(Collected data entries)

Segment Open

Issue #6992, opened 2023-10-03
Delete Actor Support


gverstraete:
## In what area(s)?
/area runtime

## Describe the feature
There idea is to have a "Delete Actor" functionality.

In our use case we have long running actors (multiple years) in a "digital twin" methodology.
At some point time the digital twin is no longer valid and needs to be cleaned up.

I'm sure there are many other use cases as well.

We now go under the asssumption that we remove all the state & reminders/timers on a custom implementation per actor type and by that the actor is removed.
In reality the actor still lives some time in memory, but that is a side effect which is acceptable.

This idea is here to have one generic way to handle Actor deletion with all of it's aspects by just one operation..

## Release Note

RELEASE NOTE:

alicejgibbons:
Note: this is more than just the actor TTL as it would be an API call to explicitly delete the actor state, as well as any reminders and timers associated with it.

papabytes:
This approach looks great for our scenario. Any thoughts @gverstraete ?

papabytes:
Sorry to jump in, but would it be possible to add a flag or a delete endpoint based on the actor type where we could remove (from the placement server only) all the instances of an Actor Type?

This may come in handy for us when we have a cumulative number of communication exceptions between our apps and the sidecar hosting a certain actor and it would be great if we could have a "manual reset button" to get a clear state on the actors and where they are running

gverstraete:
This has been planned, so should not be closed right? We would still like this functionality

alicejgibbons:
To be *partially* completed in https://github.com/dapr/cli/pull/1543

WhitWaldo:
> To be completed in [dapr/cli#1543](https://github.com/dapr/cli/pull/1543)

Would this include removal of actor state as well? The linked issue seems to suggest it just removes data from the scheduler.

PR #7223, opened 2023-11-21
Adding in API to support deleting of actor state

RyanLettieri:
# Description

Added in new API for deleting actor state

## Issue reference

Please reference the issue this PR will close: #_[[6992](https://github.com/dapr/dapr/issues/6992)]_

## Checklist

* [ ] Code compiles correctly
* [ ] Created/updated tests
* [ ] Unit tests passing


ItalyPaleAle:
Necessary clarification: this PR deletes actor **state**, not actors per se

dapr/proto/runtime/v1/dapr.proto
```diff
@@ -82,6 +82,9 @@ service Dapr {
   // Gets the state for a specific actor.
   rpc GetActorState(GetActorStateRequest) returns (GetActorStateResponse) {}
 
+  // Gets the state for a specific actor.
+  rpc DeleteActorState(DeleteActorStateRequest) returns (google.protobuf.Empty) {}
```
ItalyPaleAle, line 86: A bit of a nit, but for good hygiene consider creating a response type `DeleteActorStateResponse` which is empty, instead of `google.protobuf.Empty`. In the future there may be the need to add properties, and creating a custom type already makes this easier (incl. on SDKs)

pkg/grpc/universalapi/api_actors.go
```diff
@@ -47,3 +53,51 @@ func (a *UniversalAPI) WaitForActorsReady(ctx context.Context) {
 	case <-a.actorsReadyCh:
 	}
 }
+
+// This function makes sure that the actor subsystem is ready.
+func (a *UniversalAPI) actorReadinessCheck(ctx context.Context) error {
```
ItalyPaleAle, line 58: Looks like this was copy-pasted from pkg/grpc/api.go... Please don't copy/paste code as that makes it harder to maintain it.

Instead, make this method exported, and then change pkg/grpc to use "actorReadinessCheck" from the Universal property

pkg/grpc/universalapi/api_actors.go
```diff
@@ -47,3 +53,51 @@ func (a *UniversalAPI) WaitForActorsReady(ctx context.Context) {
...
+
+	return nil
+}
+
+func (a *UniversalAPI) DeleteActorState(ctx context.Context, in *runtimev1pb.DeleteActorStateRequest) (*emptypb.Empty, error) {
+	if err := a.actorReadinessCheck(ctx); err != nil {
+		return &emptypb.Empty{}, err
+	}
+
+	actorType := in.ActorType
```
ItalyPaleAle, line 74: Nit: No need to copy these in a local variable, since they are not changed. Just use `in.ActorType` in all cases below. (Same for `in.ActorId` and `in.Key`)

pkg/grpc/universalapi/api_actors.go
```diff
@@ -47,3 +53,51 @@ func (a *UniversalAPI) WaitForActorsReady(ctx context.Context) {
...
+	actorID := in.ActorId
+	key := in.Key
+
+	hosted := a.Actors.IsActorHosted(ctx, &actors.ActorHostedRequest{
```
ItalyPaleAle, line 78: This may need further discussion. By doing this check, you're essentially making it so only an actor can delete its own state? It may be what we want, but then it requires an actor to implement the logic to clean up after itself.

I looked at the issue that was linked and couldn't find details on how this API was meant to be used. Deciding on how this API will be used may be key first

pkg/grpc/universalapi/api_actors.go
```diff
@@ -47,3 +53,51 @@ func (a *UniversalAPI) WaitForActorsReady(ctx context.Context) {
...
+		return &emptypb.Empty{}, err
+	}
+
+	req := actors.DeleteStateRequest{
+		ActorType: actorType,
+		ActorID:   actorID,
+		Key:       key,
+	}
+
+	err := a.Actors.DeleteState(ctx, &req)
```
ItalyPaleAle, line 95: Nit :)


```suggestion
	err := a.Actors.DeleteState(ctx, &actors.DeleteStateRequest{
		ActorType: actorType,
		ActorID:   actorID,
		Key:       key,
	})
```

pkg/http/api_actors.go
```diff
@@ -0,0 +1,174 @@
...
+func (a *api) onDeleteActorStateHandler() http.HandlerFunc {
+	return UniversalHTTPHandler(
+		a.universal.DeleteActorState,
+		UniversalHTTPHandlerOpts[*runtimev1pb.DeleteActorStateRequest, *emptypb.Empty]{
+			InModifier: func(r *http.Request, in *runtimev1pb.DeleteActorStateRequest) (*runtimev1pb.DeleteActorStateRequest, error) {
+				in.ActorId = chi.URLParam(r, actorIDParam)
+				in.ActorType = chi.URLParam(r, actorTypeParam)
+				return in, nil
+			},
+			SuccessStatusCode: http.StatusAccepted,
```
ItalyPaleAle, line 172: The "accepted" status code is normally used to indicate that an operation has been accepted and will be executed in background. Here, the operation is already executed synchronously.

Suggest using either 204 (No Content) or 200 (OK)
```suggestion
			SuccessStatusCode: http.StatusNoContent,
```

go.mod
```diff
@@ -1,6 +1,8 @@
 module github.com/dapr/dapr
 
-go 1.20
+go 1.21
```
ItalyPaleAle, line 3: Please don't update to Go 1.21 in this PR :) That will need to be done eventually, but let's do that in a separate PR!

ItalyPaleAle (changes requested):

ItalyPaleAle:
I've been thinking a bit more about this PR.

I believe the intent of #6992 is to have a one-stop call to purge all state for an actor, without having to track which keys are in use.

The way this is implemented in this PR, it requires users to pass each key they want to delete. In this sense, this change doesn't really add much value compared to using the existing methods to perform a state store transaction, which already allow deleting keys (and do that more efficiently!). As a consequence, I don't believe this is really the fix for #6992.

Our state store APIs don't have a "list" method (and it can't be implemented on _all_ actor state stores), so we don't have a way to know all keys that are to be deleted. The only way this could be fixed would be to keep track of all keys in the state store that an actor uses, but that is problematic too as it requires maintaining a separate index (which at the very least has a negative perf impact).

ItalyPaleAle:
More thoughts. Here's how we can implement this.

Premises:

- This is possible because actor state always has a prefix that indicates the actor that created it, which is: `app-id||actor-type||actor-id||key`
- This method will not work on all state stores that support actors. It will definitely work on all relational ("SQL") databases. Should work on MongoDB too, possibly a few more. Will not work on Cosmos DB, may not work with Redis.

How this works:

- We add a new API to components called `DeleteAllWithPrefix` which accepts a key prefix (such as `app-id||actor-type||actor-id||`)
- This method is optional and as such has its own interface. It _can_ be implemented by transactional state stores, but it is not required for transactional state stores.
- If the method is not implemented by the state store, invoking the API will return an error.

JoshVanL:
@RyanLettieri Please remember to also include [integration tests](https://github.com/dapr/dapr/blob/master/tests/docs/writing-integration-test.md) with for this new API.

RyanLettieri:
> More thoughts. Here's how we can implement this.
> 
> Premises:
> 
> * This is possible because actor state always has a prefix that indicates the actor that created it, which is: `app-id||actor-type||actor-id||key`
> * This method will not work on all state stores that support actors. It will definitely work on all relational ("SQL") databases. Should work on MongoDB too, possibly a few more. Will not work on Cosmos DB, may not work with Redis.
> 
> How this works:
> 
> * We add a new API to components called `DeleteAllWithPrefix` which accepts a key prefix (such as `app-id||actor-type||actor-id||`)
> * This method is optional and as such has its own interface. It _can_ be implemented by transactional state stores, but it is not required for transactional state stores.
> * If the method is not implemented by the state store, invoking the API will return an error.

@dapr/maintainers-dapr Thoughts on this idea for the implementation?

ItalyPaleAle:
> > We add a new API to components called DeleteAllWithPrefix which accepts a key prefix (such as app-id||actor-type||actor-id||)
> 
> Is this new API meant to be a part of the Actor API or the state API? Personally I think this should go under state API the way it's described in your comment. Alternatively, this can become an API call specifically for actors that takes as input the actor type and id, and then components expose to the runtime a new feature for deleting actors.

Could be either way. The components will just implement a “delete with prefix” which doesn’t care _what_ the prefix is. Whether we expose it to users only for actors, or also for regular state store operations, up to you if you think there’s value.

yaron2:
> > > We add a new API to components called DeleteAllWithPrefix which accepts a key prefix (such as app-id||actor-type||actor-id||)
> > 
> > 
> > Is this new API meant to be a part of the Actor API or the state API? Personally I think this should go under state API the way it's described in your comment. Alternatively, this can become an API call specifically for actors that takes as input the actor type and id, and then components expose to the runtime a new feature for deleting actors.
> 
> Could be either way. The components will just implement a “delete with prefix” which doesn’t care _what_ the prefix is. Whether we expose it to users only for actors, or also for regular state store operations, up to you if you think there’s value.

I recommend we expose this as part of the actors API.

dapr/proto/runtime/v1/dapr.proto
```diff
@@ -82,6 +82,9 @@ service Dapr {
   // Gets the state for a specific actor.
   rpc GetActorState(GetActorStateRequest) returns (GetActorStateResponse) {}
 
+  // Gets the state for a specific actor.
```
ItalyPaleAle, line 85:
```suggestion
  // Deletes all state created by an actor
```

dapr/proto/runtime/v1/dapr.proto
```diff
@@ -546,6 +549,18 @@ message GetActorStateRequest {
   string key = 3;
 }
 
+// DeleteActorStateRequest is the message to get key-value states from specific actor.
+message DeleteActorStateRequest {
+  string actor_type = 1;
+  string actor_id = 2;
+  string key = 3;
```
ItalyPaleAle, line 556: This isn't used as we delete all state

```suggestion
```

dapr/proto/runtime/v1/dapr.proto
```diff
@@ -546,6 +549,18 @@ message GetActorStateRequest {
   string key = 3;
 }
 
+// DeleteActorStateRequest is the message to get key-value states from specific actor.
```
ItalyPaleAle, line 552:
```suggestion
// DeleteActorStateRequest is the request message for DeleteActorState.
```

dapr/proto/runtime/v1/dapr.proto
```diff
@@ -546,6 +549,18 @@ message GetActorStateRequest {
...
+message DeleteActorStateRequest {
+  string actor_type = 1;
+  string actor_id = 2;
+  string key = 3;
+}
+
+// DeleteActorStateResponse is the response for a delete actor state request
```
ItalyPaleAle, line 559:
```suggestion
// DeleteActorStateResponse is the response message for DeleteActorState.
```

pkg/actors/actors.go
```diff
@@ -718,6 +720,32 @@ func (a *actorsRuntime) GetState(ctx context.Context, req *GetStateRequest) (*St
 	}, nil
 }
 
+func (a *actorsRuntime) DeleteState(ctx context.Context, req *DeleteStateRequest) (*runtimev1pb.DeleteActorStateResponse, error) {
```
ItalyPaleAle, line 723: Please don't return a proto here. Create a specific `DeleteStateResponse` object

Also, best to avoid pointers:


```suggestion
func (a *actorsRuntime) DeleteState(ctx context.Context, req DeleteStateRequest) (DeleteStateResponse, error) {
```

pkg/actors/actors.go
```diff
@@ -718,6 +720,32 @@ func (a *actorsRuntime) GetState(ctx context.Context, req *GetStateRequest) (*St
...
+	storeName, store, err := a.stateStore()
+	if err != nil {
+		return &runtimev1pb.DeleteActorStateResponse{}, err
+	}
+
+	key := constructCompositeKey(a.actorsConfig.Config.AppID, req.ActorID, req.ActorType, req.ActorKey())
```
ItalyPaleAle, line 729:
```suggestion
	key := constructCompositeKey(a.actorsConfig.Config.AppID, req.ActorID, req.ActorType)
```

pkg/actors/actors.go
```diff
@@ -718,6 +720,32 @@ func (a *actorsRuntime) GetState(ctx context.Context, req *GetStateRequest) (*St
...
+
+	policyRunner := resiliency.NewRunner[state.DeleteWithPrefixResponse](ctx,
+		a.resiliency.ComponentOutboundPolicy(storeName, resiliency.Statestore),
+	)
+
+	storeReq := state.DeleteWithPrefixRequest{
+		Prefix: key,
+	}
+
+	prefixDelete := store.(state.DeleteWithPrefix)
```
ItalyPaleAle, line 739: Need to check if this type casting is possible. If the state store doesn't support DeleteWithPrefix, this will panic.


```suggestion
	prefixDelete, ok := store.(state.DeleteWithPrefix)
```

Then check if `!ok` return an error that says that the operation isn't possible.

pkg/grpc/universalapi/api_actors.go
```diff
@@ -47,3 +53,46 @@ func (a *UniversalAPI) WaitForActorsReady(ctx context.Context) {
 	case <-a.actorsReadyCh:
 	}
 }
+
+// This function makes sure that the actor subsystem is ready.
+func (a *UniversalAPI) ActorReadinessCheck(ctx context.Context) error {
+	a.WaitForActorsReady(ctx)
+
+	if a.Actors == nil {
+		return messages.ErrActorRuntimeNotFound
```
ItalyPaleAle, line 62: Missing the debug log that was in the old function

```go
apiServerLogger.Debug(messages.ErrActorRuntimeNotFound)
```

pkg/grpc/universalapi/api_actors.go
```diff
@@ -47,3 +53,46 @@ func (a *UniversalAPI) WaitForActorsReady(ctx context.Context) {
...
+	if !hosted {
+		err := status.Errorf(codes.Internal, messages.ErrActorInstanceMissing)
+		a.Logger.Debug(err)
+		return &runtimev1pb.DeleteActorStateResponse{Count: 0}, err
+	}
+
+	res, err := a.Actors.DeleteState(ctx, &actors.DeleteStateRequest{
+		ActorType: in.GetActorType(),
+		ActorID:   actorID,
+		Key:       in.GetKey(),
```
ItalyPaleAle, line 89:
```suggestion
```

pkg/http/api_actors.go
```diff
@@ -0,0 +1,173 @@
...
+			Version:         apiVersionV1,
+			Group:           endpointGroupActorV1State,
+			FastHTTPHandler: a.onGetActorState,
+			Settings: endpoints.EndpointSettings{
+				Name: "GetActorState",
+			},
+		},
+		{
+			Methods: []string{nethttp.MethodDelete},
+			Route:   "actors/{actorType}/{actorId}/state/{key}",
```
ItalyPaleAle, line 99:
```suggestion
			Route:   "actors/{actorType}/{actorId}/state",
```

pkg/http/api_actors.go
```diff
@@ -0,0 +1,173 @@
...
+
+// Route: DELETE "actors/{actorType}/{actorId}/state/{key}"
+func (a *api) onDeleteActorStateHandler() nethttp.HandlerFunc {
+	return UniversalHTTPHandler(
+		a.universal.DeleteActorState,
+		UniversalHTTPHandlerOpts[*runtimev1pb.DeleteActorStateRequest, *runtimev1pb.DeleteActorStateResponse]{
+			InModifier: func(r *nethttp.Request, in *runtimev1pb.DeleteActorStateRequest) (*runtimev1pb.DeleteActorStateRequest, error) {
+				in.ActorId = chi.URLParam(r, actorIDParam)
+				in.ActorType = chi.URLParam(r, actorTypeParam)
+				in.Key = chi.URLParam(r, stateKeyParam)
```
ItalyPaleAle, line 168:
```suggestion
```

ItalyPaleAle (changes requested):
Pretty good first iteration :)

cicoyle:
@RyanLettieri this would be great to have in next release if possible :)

Segment Closed

§ WHAT TO WORK ON
Search the entries for the string "Empty" and copy each line where it occurs.

§ ANSWER TO THIS TASK
+  rpc DeleteActorState(DeleteActorStateRequest) returns (google.protobuf.Empty) {}
ItalyPaleAle, line 86: A bit of a nit, but for good hygiene consider creating a response type `DeleteActorStateResponse` which is empty, instead of `google.protobuf.Empty`. In the future there may be the need to add properties, and creating a custom type already makes this easier (incl. on SDKs)
+func (a *UniversalAPI) DeleteActorState(ctx context.Context, in *runtimev1pb.DeleteActorStateRequest) (*emptypb.Empty, error) {
+		return &emptypb.Empty{}, err
+		return &emptypb.Empty{}, err
+		UniversalHTTPHandlerOpts[*runtimev1pb.DeleteActorStateRequest, *emptypb.Empty]{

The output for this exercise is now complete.